Sunday, October 18, 2009

It's Not Easy Being King

Yesterday, as I was shopping for my Godson's 7th birthday, I stood in the children's book section and read Maurice Sendak's classic Where the Wild Things Are. I was anticipating seeing Spike Jonze's new film version and, while I was familiar with the iconic artwork of the book, I couldn't remember reading it as a child. Only 10 lines long, the book is a two minute read about boyhood angst and imagination. I headed on over to my godson's party and got a good dose of 7 year-olds gone wild. [I'm single and and have no children and while this scene is par for the course for my married friends with families, I'm really not used to it.] So by the time I went to the movie, everything was very much in perspective.

[Note: Some spoilers ahead.]

One may wonder how much you can do with a 10-line book, but I think the sparseness of the source material gave Jonze a free range to fill out the story while staying true to the basic plot and sensibility. Max is a boy with a lot of energy. He yells, screams, chases the dog, builds forts, starts snow ball fights, and wrecks his sister's room in a fit. One night, Max has it out with his single mother who is perplexed by all his angst. Max runs off into the night. He winds up in a far off land and meets beings--big monsters with big heads and yellow eyes--who seem to be like-minded in spirit. In lieu of eating him, they decide to make Max their king and ask him to guard them from sadness and loneliness. As adults, we know that request is a tall order if not impossible, particularly for a child. But Max agrees to be king and they run, jump, destroy things, have dirt fights, sleep in a pile, build a fort, and howl. When Max finds he loves these creatures, but can't fix all their problems, he decides to go back home where his mother is waiting with a hug.

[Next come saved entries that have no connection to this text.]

PR #127, opened 2019-05-20
Add button to update media item from its edit form

salvamomo:
## Summary 

- Adds a "Update with mpx data" button to the mpx media forms. This will trigger the update service to get that item updated.
- Some clean up of duplicated code around exception logging.

### Remaining tasks
- [x] UI messages for success / error.
- [x] Error logging.

### Screenshots
media_mpx_reimport

**Attempt to reimport before any mapping is actually configured**
media_mpx_configure_media_source

### DIFF
--- a/media_mpx.module
+++ b/media_mpx.module
@@ -185,6 +185,10 @@ function media_mpx_migration_plugins_alter(array &$migrations) {
  * Implements hook_form_FORM_ID_alter().
  */
 function media_mpx_form_media_form_alter(&$form, $form_state, $form_id) {
-  $media_form_alter = MediaFormAlter::create(\Drupal::getContainer());
+  $mpx_type_repository = \Drupal::service('media_mpx.repository.mpx_media_types');
+  $update_service = \Drupal::service('media_mpx.service.update_video_item');
+  $logger = \Drupal::service('media_mpx.exception_logger');
+
+  $media_form_alter = new MediaFormAlter($mpx_type_repository, $update_service, $logger);
   $media_form_alter->alter($form, $form_state, $form_id);
 }
--- a/media_mpx.module
+++ b/media_mpx.module
@@ -11,6 +11,7 @@ use Drupal\Core\Routing\RouteMatchInterface;
 use Drupal\Core\Session\AccountInterface;
 use Drupal\Core\Url;
 use Drupal\media\MediaInterface;
+use Drupal\media_mpx\FormAlter\MediaFormAlter;
 use Drupal\media_mpx\Plugin\QueueWorker\ThumbnailDownloader;
 
 /**
@@ -178,4 +179,12 @@ function media_mpx_migration_plugins_alter(array &$migrations) {
       ];
     }
   }
+}
+
+/**
+ * Implements hook_form_FORM_ID_alter().
+ */
+function media_mpx_form_media_form_alter(&$form, $form_state, $form_id) {
+  $media_form_alter = MediaFormAlter::create(\Drupal::getContainer());
+  $media_form_alter->alter($form, $form_state, $form_id);
 }
--- a/media_mpx.module
+++ b/media_mpx.module
@@ -185,10 +185,9 @@ function media_mpx_migration_plugins_alter(array &$migrations) {
  * Implements hook_form_FORM_ID_alter().
  */
 function media_mpx_form_media_form_alter(&$form, $form_state, $form_id) {
-  $mpx_type_repository = \Drupal::service('media_mpx.repository.mpx_media_types');
   $update_service = \Drupal::service('media_mpx.service.update_video_item');
   $logger = \Drupal::service('media_mpx.exception_logger');
 
-  $media_form_alter = new MediaFormAlter($mpx_type_repository, $update_service, $logger);
+  $media_form_alter = new MediaFormAlter($update_service, $logger);
   $media_form_alter->alter($form, $form_state, $form_id);
 }
--- a/src/Form/UpdateMediaItemForVideoType.php
+++ b/src/Form/UpdateMediaItemForVideoType.php
@@ -7,13 +7,11 @@ namespace Drupal\media_mpx\Form;
 use Drupal\Core\Entity\EntityTypeManagerInterface;
 use Drupal\Core\Form\FormBase;
 use Drupal\Core\Form\FormStateInterface;
-use Drupal\Core\Logger\RfcLogLevel;
-use Drupal\Core\Utility\Error;
 use Drupal\media\Entity\Media;
+use Drupal\media_mpx\MpxLogger;
 use Drupal\media_mpx\Repository\MpxMediaType;
 use Drupal\media_mpx\Service\UpdateVideoItem\UpdateVideoItem;
 use Drupal\media_mpx\Service\UpdateVideoItem\UpdateVideoItemRequest;
-use Psr\Log\LoggerInterface;
 use Symfony\Component\DependencyInjection\ContainerInterface;
 
 /**
@@ -45,16 +43,16 @@ class UpdateMediaItemForVideoType extends FormBase {
   private $mpxTypeRepository;
 
   /**
-   * The system logger.
+   * The custom media mpx logger.
    *
-   * @var \Psr\Log\LoggerInterface
+   * @var \Drupal\media_mpx\MpxLogger
    */
   private $logger;
 
   /**
    * UpdateMediaItemForAccount constructor.
    */
-  public function __construct(EntityTypeManagerInterface $entityTypeManager, UpdateVideoItem $updateVideoItem, MpxMediaType $mpxTypeRepository, LoggerInterface $logger) {
+  public function __construct(EntityTypeManagerInterface $entityTypeManager, UpdateVideoItem $updateVideoItem, MpxMediaType $mpxTypeRepository, MpxLogger $logger) {
     $this->mediaStorage = $entityTypeManager->getStorage('media');
     $this->updateVideoItemService = $updateVideoItem;
     $this->mpxTypeRepository = $mpxTypeRepository;
@@ -69,7 +67,7 @@ class UpdateMediaItemForVideoType extends FormBase {
       $container->get('entity_type.manager'),
       $container->get('media_mpx.service.update_video_item'),
       $container->get('media_mpx.repository.mpx_media_types'),
-      $container->get('logger.channel.media_mpx')
+      $container->get('media_mpx.exception_logger')
     );
   }
 
@@ -125,7 +123,7 @@ class UpdateMediaItemForVideoType extends FormBase {
       // Up until here, all necessary checks have been made. No custom exception
       // handling needed other than for the db possibly exploding at this point.
       $this->messenger()->addError($this->t('There has been an unexpected problem updating the video. Check the logs for details.'));
-      $this->watchdogException($e);
+      $this->logger->watchdogException($e, sprintf('mpx video with guid %s could not be updated', $guid));
     }
   }
 
@@ -172,26 +170,6 @@ class UpdateMediaItemForVideoType extends FormBase {
   }
 
   /**
-   * Logs an exception.
-   *
-   * @param \Exception $exception
-   *   The exception that is going to be logged.
-   * @param string $message
-   *   The message to store in the log.
-   *
-   * @see \Drupal\Core\Utility\Error::decodeException()
-   */
-  private function watchdogException(\Exception $exception, $message = NULL) {
-    // Use a default value if $message is not set.
-    if (empty($message)) {
-      $message = '%type: @message in %function (line %line of %file).';
-    }
-
-    $variables = Error::decodeException($exception);
-    $this->logger->log(RfcLogLevel::ERROR, $message, $variables);
-  }
-
-  /**
    * Returns the mpx Video Type options of the dropdown (prepared for form api).
    *
    * @return array
@@ -209,7 +187,7 @@ class UpdateMediaItemForVideoType extends FormBase {
       }
     }
     catch (\Exception $e) {
-      $this->watchdogException($e);
+      $this->logger->watchdogException($e, 'Could not load mpx video type options.');
     }
 
     return $video_opts;
--- a/src/Form/UpdateMediaItemForVideoType.php
+++ b/src/Form/UpdateMediaItemForVideoType.php
@@ -123,7 +123,7 @@ class UpdateMediaItemForVideoType extends FormBase {
       // Up until here, all necessary checks have been made. No custom exception
       // handling needed other than for the db possibly exploding at this point.
       $this->messenger()->addError($this->t('There has been an unexpected problem updating the video. Check the logs for details.'));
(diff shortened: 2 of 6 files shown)


src/FormAlter/MediaFormAlter.php
```diff
@@ -0,0 +1,136 @@
...
+    ];
+  }
+
+  /**
+   * Callback for the 'reimport' button.
+   */
+  public function reimportCallback(array $form, FormStateInterface $formState) {
+    /* @var \Drupal\Core\Entity\ContentEntityForm $form_object */
+    $form_object = $formState->getFormObject();
+    $video = $form_object->getEntity();
```
salvamomo, line 77: @edutrul @juampynr Turns out I wasn't familiar (or had forgotten) that $form_state has a `getFormObject` method, and you can retrieve the entity from there, check if it's a `ContentEntityForm`, etc.  That solves the issue with `readonly` fields, as there's direct access available to the entity (without relying on the path).

Having said that, this is the biggest DrupalTF I've seen in a long time. Having a `$form` variable in form alters, which does **not** hold the form object, but instead it's $form_state the one that gives you a form object. Come on...

crying

salvamomo:
This is ready. I've skipped the automated test for this. Doing it via Kernel is complaining about 'html_date' being missing, when I try to build the form via the form builder. This leads to a broken test when `TimestampDatetimeWidget::formElement()` tried to render the widget.

While I'm sure it's probably due to some missing config / module to install, I don't think it's worth debugging that for the value that test adds at the moment (which is basically verifying that the "reimport" button, does trigger the `update` service. That service is already tested in isolation, so this UI part is not that important in itself.

media_mpx.module
```diff
@@ -179,3 +180,11 @@ function media_mpx_migration_plugins_alter(array &$migrations) {
     }
   }
 }
+
+/**
+ * Implements hook_form_FORM_ID_alter().
+ */
+function media_mpx_form_media_form_alter(&$form, $form_state, $form_id) {
+  $media_form_alter = MediaFormAlter::create(\Drupal::getContainer());
```
m4olivei: Why create the object this way vs. declaring it as a service and then doing `\Drupal::service('media_form_service')`?

src/FormAlter/MediaFormAlter.php
```diff
@@ -0,0 +1,148 @@
+<?php
+
+declare(strict_types = 1);
```
m4olivei, line 3: Interesting, this is the first time I've seen this. TIL. What led you to add this here? Is this something your adding to all new classes these days?

src/FormAlter/MediaFormAlter.php
```diff
@@ -0,0 +1,148 @@
...
+    if (!$form_object instanceof ContentEntityForm) {
+      return FALSE;
+    }
+
+    try {
+      $mpx_types = $this->mpxMediaTypeRepository->findAllTypes();
+      $type_ids = [];
+      foreach ($mpx_types as $key => $type) {
+        $type_ids[] = $type->id();
+        return in_array($form_object->getEntity()->bundle(), $type_ids);
```
m4olivei: Should this return statement be outside the `foreach` loop so that you have all the `$type_ids` in hand first before returning?

src/FormAlter/MediaFormAlter.php
```diff
@@ -0,0 +1,148 @@
...
+    $form_object = $formState->getFormObject();
+    $video = $form_object->getEntity();
+
+    $id_field = NULL;
+    if ($media_type = $this->mpxMediaTypeRepository->findByTypeId($video->bundle())) {
+      $field_map = $media_type->getFieldMap();
+      $id_field = $field_map['Media:id'] ?: NULL;
+    }
+
+    $mpx_id = $video->{$id_field}->value;
```
m4olivei: I'd suggest being more defensive here. `$id_field` is user input. It may or may not be defined, the field may or may not be empty, and the field may or may not have a `value` property. Maybe something like:

```
try {
  if (($field = $video->get($id_field)) && !$field->isEmpty()) {
    $mpx_id = $field->getString();
  }
}
catch (\InvalidArgumentException $e) {
}
```

src/FormAlter/MediaFormAlter.php
```diff
@@ -0,0 +1,148 @@
...
+  /**
+   * Update video data and show success / error messages as relevant.
+   */
+  public function updateVideoData(int $mpxId, string $mediaTypeId) {
+    $request = new UpdateVideoItemRequest($mpxId, $mediaTypeId);
+    try {
+      $this->updateService->execute($request);
+      $this->messenger()->addMessage($this->t('The video has been reimported.'));
+    }
+    catch (\Exception $e) {
```
m4olivei, line 117: Is there a more specific exception type to capture and report?

m4olivei (changes requested):

src/FormAlter/MediaFormAlter.php
salvamomo: @m4olivei I've been adding it whenever I remembered for the last few months. Just last week I actually added to my file templates in phpStorm. 

whenever that's declared in a file, it'll keep php from doing the automatic casting it usually does when, for example, you declare a typehint on a method argument, but then the user pass another type. By default, php would cast it. With this, it'll throw an error, so I'm basically enforcing that whoever is calling methods, is passing the correct data from the calling place, and doing there whatever casting is needed, explicitly.

src/FormAlter/MediaFormAlter.php
salvamomo: oh, I clearly overlooked this 👍

media_mpx.module
salvamomo: Mainly to keep the services file "clean" of services that in reality do nothing out of this context, given they still need to be called from this `_alter()`. Having said that, I've no real preference here, just thought it wasn't adding any more value for a case like :).

src/FormAlter/MediaFormAlter.php
salvamomo: @m4olivei No. The only possible ones are certainly well prevented before this point. This is just a catch all in case something completely unrelated breaks, to avoid a WSOD.

media_mpx.module
m4olivei: Fair enough. I like your rationale here, make a lot of sense. Especially as busy as the services file of this module already is!

src/FormAlter/MediaFormAlter.php
salvamomo: Great call. In fact I'm kind of surprised $id_field can pass at null. I'm pretty sure in an earlier version of the class, I was returning early, too 🤷‍♂ . I took this chance to improve the scenario where an user hasn't configured the media source at all (e.g: items being present already from a content import from D7), and added explicit messaging about that:

media_mpx_configure_media_source

salvamomo:
@m4olivei Thanks for the feedback! I think everything's addressed now, plus took the chance to make a small UX improvement. New screenshot attached in description 👍

m4olivei (approved):
Static review looks good. I admit to not having taken this for a spin yet.

juampynr:
@salvamomo can you fix conflicts?

juampynr:
@salvamomo thansk for the screenshots at the top. They really help.

salvamomo:
@juampynr I didn't see any conflicts, although it seems this project is configured to complain whenever the merged branch doesn't match 8.x-1.x latest. I just brought it up to date 👍

src/FormAlter/MediaFormAlter.php
```diff
@@ -0,0 +1,179 @@
...
+  /**
+   * Callback for the 'reimport' button.
+   */
+  public function reimportCallback(array $form, FormStateInterface $formState) {
+    /* @var \Drupal\Core\Entity\ContentEntityForm $form_object */
+    $form_object = $formState->getFormObject();
+    $video = $form_object->getEntity();
+
+    if (!$id_field = $this->resolveIdFieldName($video)) {
+      $this->messenger()->addError($this->t('The mpx field @field is not mapped to any local field. The Media source must be configured
```
deviantintegral: I'm not sure this is possible. When the media type is created, Drupal automatically creates a "source" field. See `\Drupal\media\MediaSourceBase::createSourceField()`.

If it is somehow possible, lets hide the button in the form if a source field isn't configured.

media_mpx.module
deviantintegral: I think a more common pattern would be to call the constructor here. Is this class ever actually used by core in a way where it calls create(), or is this the only call?

src/Form/UpdateMediaItemForVideoType.php
```diff
@@ -125,7 +123,7 @@ public function submitForm(array &$form, FormStateInterface $form_state) {
       // Up until here, all necessary checks have been made. No custom exception
       // handling needed other than for the db possibly exploding at this point.
       $this->messenger()->addError($this->t('There has been an unexpected problem updating the video. Check the logs for details.'));
-      $this->watchdogException($e);
+      $this->logger->watchdogException($e, sprintf('mpx video with guid %s could not be updated', $guid));
```
deviantintegral: I think this should be message and context variables without the sprintf, so the text can translated if needed?

src/FormAlter/MediaFormAlter.php
```diff
@@ -0,0 +1,179 @@
...
+   * Implements hook_form_FORM_ID_alter().
+   */
+  public function alter(&$form, FormStateInterface $form_state, $form_id): void {
+    if ($this->alterAppliesToForm($form_state) === FALSE) {
+      return;
+    }
+
+    $form['actions']['reimport'] = [
+      '#type' => 'submit',
+      '#value' => $this->t('Reimport mpx data'),
```
deviantintegral: To me, "Update" sounds like more familiar language than "Reimport". Thoughts?

src/FormAlter/MediaFormAlter.php
```diff
@@ -0,0 +1,179 @@
...
+  /**
+   * Returns the name of the entity field holding the mpx ID.
+   *
+   * @param \Drupal\media\Entity\Media $video
+   *   The media entity for which to fetch the mpx ID field.
+   *
+   * @return string|null
+   *   The name of the field holding the mpx ID, or NULL if not configured.
+   */
+  private function resolveIdFieldName(Media $video):? string {
```
deviantintegral, line 100: I think instead call `\Drupal\media\MediaSourceInterface::getSourceFieldDefinition()` on the media entity.

src/FormAlter/MediaFormAlter.php
deviantintegral: Perfect. Normally this is bad, except this is UI code. 💯

src/FormAlter/MediaFormAlter.php
```diff
@@ -0,0 +1,179 @@
...
+   */
+  public function updateVideoData(int $mpxId, string $mediaTypeId) {
+    $request = new UpdateVideoItemRequest($mpxId, $mediaTypeId);
+    try {
+      $this->updateService->execute($request);
+      $this->messenger()->addMessage($this->t('The video has been reimported.'));
+    }
+    catch (\Exception $e) {
+      $this->messenger()->addError("The video data could not be reimported. Try again in a few minutes.");
+      $this->logger->watchdogException($e, sprintf('Video Reimport failed for item %s', $mpxId));
```
deviantintegral: message / context here again.

src/FormAlter/MediaFormAlter.php
```diff
@@ -0,0 +1,179 @@
...
+      return FALSE;
+    }
+
+    try {
+      $mpx_types = $this->mpxMediaTypeRepository->findAllTypes();
+      $type_ids = [];
+      foreach ($mpx_types as $key => $type) {
+        $type_ids[] = $type->id();
+      }
+      return in_array($form_object->getEntity()->bundle(), $type_ids);
```
deviantintegral: I think this method can be simplified to something like:

```
$form_object->getEntity()->getSource() instanceof \Drupal\media_mpx\Plugin\media\Source\MpxMediaSourceInterface
```

src/MpxLogger.php
```diff
@@ -84,7 +84,7 @@ public function logException(TransferException $exception, $severity = RfcLogLev
    *
    * @see \Drupal\Core\Utility\Error::decodeException()
    */
-  private function watchdogException(\Exception $exception, $message = NULL, array $variables = [], $severity = RfcLogLevel::ERROR, $link = NULL) {
+  public function watchdogException(\Exception $exception, $message = NULL, array $variables = [], $severity = RfcLogLevel::ERROR, $link = NULL) {
```
deviantintegral, line 87: can we get this in core yet 😂

deviantintegral (commented):
Left some notes. This is close!

src/FormAlter/MediaFormAlter.php
salvamomo: @deviantintegral covering for cases where the data is coming from a migration into an existing type. Field mappings might not be applied yet, and this can effectively return null. 

I'll hide the button in that case 👍

src/MpxLogger.php
salvamomo: yeah... 😭

src/FormAlter/MediaFormAlter.php
deviantintegral: @juampynr seems like this could be a good improvement for the migration - it should make defining a source field required I think.

src/Form/UpdateMediaItemForVideoType.php
salvamomo: 🤦‍♂  I misread the usage of the watchdogException method, and thought it wasn't passing the $variables for that. Changing.

src/FormAlter/MediaFormAlter.php
salvamomo: Not sure if I'm missing something as I'm slightly new to Media in D8, but I'm not able to do that. It still requires me to pass the MediaType, which I need to load for that, so once loaded, it seems more direct to just call FieldMap in it and make the check.

salvamomo:
@deviantintegral Everything is tackled now I think 👍

src/FormAlter/MediaFormAlter.php
deviantintegral: You can call `$media->bundle->entity` to get the media type - example at https://github.com/nbc-bravo/core/blob/fd294077e54a94275201474c3d7b3979c874b671/modules/media_library/src/Form/MediaLibraryUploadForm.php#L141-L143

salvamomo:
@deviantintegral Thanks for the pointer to https://github.com/nbc-bravo/core/blob/fd294077e54a94275201474c3d7b3979c874b671/modules/media_library/src/Form/MediaLibraryUploadForm.php#L141-L143. 

I've updated the `resolveFieldId` method to make use of that to retrieve the field map. I can't see `getSourceFieldDefinition` gives me what I need and the usage seems a bit more convoluted, so I've stuck to `->getFieldMap()`, which seems to be used in other places too. Nevertheless, this allows to get rid of the repository dependency 👍 .

PS: This Drupal way of accessing these items via properties with magic methods makes me itch a bit. And Media module itself does it that way! :(.

salvamomo:
Updated from 8.x-1.x. Merging after tests pass.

Jonze and Dave Eggers, who together wrote the screenplay, do a good job of depicting Max with much soul and depth. Max is a child who has strong feelings, even if he can't articulate them with words, and he is very aware of the adults around him. This comes through with his relationship with his mother, even with only a minimal amount of screen time, and also with his interactions with the wild things who have names and adult-type archetypes. Carol is the leader of the group, but can't get anyone to follow him; KW wants to explore beyond the group making new friends with Bob and Terry (who are a real hoot) and is at odds with Carol because of it; Judith is a kill joy; and Alexander can't get the others to listen to him. But as in all families, sometimes you don't understand each other and at times you don't get a long. But the constant is L-O-V-E.